Data extracted from a collection:
######
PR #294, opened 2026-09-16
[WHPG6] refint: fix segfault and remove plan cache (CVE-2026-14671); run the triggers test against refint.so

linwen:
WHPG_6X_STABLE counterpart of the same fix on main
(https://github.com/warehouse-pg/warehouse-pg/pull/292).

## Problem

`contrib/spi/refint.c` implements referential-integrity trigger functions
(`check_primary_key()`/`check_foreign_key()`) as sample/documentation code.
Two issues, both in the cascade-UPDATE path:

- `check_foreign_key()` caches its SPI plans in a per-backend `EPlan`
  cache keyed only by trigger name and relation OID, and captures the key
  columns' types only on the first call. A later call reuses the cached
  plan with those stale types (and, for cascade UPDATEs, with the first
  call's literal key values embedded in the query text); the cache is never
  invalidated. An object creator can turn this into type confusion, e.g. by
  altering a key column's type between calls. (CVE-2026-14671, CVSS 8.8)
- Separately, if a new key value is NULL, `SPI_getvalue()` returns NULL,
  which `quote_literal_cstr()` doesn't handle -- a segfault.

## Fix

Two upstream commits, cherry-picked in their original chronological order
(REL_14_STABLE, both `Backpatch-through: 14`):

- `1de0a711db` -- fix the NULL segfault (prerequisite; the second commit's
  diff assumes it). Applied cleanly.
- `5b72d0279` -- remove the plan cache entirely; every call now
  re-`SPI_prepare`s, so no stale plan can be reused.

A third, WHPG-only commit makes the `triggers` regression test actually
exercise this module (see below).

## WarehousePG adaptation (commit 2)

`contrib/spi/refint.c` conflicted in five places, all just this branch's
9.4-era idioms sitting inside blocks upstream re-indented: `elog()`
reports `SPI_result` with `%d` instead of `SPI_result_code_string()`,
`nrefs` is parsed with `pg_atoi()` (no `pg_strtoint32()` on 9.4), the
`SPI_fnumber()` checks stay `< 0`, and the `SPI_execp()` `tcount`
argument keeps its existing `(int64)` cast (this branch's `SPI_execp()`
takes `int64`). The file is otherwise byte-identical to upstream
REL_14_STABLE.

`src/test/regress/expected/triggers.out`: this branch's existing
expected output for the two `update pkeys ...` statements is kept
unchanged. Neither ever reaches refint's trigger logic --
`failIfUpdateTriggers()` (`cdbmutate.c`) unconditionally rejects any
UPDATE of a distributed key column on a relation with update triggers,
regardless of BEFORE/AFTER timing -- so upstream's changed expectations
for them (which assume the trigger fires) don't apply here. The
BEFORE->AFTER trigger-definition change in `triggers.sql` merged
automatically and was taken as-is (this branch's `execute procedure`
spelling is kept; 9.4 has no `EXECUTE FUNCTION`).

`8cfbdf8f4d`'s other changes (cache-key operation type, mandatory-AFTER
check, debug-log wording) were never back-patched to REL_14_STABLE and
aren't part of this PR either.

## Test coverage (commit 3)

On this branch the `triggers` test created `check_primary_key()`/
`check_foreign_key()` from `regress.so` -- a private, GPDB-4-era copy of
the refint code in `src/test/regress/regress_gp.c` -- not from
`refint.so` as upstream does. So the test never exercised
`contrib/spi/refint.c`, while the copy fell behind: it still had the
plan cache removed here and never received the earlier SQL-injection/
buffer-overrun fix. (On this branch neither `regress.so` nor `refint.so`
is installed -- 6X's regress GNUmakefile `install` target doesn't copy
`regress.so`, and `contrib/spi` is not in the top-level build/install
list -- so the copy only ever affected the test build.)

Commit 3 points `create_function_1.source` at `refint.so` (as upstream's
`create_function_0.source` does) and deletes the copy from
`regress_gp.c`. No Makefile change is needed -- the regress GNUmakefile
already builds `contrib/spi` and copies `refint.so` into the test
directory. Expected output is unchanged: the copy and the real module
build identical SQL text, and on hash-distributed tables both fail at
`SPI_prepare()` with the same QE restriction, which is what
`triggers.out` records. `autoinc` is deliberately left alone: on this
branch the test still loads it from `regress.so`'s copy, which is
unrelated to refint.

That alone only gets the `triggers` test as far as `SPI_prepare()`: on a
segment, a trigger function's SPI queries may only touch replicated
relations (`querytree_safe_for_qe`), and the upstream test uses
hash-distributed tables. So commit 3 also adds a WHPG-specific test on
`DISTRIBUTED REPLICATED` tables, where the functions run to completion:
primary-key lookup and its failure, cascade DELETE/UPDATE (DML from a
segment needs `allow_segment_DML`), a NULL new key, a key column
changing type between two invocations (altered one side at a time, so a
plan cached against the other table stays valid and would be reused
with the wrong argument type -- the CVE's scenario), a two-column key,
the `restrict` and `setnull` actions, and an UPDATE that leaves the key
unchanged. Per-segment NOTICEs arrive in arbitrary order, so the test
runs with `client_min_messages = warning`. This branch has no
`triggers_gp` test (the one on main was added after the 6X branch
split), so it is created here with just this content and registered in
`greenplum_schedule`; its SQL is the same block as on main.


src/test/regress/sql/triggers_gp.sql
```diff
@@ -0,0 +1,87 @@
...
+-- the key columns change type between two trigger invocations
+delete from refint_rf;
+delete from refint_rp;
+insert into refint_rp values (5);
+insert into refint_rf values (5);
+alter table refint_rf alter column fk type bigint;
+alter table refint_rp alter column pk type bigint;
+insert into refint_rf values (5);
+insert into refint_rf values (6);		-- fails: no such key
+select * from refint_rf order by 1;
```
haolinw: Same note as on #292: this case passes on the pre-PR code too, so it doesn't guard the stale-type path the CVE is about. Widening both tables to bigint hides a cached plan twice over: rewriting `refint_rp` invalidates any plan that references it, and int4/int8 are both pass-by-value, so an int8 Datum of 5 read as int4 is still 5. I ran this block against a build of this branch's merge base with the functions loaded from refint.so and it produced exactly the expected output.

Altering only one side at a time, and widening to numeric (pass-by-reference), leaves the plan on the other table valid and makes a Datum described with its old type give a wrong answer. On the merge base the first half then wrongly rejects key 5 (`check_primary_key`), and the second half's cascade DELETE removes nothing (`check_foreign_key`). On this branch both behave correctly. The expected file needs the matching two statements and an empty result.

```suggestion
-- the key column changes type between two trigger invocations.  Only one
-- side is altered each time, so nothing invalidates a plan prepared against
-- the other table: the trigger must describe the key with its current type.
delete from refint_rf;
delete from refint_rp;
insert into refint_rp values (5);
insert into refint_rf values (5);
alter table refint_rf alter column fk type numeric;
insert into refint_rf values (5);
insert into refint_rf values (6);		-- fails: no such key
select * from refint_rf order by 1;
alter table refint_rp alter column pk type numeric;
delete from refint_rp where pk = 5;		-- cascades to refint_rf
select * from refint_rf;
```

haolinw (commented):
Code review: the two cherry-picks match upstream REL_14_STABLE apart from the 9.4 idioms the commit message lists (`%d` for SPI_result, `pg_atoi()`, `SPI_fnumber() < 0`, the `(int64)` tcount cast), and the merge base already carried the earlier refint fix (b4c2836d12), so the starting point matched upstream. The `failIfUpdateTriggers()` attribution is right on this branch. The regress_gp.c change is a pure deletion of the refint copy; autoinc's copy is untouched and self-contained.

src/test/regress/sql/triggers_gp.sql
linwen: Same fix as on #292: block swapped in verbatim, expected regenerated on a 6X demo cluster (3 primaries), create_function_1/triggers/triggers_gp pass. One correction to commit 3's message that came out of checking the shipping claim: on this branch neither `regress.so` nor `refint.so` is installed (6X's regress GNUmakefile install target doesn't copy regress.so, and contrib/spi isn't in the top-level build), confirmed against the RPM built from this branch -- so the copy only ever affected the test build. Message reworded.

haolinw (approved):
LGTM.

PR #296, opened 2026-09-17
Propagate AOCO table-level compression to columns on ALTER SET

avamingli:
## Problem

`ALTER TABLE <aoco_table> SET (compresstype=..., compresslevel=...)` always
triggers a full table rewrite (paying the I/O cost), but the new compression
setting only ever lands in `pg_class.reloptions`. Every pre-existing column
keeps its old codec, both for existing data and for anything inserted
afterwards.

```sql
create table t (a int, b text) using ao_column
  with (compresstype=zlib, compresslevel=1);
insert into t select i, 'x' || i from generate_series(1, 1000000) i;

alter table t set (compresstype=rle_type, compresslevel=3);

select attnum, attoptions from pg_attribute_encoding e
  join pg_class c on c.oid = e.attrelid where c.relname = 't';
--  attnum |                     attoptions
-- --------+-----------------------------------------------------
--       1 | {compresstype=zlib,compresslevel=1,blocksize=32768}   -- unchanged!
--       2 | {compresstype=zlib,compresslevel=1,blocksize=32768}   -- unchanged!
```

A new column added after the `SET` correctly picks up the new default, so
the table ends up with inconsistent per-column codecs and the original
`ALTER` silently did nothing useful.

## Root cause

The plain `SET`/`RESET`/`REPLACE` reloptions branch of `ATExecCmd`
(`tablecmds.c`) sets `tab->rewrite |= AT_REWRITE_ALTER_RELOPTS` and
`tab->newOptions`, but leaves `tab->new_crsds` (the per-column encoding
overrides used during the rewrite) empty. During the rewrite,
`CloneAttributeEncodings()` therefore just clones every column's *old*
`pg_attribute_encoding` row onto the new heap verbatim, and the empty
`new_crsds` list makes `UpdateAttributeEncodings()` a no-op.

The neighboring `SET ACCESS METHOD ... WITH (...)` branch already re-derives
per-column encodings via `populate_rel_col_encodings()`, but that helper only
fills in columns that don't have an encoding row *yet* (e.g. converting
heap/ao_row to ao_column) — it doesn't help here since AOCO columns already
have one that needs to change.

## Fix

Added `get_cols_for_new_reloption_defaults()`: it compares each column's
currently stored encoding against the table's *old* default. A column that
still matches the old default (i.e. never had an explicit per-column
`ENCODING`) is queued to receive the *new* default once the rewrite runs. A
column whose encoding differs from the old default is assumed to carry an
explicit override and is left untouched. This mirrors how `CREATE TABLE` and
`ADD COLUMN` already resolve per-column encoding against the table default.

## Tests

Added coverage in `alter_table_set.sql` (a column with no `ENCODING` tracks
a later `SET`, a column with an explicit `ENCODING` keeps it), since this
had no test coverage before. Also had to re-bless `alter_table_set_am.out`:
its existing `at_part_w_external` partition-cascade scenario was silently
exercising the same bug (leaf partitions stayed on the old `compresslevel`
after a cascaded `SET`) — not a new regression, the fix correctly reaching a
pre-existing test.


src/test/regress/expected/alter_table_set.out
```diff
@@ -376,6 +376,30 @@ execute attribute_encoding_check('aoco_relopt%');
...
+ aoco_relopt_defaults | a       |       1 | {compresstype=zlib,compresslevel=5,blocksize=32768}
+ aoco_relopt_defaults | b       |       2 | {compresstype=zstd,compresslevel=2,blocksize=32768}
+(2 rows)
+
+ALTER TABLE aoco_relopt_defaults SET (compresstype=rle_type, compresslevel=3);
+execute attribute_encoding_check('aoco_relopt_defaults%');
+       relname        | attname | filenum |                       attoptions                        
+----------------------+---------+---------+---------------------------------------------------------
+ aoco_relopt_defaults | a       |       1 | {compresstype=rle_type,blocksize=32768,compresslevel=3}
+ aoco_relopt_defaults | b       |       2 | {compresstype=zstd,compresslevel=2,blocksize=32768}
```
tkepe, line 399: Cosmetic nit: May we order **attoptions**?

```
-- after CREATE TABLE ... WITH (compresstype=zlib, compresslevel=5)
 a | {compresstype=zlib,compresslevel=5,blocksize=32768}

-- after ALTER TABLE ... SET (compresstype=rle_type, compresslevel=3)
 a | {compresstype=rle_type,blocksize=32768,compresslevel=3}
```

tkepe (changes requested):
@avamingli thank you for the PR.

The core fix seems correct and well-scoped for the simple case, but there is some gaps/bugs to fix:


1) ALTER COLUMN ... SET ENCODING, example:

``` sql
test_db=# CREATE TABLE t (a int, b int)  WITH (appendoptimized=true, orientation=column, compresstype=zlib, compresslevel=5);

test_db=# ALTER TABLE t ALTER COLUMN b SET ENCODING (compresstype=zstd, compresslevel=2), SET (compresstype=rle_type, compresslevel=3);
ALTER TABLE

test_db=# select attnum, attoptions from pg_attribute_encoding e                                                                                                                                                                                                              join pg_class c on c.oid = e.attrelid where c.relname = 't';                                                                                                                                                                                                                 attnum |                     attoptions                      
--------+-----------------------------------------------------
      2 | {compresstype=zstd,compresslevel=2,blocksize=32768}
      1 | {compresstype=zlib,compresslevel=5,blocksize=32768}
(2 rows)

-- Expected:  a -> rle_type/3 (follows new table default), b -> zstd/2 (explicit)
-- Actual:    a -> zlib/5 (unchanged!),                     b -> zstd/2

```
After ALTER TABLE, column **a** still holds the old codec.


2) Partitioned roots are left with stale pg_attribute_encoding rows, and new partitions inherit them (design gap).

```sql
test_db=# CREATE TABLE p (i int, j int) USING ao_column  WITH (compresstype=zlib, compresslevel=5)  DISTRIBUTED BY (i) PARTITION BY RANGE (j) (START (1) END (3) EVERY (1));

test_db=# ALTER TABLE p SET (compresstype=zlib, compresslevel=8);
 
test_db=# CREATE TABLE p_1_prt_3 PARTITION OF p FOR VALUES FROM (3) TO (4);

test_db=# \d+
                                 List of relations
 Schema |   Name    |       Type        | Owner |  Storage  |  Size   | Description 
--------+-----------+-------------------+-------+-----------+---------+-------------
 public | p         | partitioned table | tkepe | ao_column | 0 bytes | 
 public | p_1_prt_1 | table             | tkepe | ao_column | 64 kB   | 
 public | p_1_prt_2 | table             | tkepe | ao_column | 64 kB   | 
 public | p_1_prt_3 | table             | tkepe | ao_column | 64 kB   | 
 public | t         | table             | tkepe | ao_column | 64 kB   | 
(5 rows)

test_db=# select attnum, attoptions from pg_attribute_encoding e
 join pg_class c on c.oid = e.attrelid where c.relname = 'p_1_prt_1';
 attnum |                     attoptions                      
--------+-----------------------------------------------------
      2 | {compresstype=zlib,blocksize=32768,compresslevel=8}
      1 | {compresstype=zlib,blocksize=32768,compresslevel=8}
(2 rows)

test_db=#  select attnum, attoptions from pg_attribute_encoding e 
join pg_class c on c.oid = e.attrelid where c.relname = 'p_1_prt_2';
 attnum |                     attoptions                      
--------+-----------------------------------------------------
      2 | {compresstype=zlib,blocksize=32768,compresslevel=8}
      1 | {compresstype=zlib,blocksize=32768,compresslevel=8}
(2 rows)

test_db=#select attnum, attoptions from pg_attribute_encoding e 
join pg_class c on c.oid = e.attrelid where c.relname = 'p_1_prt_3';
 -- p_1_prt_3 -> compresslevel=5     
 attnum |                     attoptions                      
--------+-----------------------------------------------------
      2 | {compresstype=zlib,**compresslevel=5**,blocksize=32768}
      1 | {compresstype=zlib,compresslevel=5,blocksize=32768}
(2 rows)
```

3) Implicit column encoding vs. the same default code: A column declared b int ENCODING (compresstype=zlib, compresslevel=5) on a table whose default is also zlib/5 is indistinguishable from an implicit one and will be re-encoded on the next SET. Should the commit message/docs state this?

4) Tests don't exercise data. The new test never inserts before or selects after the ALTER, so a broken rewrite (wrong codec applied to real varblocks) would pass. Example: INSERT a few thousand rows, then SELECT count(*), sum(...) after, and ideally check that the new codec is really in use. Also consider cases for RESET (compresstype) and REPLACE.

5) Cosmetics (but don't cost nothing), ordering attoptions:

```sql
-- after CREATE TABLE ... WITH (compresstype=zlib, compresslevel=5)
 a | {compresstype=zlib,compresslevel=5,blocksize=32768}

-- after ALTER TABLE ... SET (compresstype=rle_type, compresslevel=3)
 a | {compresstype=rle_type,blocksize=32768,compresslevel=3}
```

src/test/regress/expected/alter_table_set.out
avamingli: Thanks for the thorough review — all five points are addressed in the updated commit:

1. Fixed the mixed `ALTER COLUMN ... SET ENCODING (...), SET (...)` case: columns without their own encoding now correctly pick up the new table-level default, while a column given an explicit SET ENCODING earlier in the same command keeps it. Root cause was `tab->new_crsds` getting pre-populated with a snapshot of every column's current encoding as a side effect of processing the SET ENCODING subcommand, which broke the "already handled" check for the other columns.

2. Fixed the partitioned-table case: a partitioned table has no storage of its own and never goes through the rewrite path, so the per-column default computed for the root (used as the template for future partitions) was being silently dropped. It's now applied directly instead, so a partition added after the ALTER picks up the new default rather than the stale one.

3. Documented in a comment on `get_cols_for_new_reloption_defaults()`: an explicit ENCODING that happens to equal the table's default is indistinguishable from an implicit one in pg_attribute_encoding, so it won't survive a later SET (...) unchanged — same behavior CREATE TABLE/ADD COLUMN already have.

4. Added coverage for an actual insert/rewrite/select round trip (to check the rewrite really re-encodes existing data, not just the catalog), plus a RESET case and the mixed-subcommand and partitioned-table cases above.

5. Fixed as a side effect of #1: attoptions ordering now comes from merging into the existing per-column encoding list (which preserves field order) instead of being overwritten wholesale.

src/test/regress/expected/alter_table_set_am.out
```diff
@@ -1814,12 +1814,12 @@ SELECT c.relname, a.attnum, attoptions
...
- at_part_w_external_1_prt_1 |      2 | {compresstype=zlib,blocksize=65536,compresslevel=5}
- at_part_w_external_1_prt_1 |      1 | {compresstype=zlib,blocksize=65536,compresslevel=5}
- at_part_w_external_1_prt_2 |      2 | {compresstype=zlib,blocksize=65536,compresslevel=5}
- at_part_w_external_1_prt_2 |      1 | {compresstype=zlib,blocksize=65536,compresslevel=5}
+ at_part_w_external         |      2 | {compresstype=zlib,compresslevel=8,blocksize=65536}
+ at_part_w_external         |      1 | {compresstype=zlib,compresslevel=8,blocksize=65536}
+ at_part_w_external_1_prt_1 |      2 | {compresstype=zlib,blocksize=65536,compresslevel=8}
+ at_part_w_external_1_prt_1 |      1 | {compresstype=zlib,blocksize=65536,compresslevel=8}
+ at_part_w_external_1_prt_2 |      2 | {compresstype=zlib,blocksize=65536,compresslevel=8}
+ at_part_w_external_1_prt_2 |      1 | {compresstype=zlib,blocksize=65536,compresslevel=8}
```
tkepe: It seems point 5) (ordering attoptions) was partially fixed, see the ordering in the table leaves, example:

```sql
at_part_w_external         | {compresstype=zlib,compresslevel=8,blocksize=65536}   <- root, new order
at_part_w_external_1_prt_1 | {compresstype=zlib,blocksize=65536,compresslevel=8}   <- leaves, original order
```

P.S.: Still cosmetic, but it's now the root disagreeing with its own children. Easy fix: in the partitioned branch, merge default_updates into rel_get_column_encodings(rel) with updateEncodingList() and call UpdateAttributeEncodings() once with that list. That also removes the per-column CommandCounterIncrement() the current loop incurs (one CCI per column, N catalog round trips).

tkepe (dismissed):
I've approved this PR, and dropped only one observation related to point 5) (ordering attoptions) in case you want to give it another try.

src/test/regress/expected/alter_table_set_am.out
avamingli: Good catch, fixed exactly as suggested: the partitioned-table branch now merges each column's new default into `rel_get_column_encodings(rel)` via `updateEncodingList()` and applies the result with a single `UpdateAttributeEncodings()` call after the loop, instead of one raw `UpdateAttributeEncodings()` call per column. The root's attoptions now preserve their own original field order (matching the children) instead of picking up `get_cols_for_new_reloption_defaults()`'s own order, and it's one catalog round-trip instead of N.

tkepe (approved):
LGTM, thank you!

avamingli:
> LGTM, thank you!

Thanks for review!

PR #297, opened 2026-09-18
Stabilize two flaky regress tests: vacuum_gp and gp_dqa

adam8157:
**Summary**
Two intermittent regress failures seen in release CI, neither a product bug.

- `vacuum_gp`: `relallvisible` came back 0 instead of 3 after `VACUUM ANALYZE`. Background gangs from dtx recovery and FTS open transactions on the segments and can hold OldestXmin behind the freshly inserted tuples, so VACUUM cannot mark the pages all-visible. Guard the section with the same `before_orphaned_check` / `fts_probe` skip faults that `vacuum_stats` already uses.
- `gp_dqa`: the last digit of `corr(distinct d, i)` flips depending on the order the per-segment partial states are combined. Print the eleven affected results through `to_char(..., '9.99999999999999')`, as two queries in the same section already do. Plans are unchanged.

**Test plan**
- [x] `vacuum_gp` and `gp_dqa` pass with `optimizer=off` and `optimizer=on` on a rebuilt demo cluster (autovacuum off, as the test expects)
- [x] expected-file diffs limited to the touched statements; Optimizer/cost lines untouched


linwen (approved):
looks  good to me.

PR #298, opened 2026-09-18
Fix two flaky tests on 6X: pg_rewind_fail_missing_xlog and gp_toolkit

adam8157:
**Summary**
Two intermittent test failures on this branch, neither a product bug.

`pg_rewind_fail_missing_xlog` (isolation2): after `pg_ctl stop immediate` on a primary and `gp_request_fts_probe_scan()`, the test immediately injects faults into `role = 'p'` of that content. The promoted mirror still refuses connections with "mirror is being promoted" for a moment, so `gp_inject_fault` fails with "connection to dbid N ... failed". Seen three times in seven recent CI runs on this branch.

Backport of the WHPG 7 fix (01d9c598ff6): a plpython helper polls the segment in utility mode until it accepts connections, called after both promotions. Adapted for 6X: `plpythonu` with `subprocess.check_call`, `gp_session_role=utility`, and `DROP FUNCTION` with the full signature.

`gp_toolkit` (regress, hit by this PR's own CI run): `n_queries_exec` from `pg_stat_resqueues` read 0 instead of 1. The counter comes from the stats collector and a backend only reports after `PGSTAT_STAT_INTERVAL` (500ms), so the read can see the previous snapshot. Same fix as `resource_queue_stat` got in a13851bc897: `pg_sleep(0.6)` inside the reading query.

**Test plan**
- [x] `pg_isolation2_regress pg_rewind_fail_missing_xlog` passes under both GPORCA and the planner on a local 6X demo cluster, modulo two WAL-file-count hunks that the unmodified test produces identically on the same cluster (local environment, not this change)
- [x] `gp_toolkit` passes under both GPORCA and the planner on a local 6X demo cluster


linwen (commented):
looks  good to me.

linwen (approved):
######
HOW TO COMPLETE THIS TASK: In the data above, copy every line where the string "module" appears.

FINISHED TASK:
exercise this module (see below).
directory. Expected output is unchanged: the copy and the real module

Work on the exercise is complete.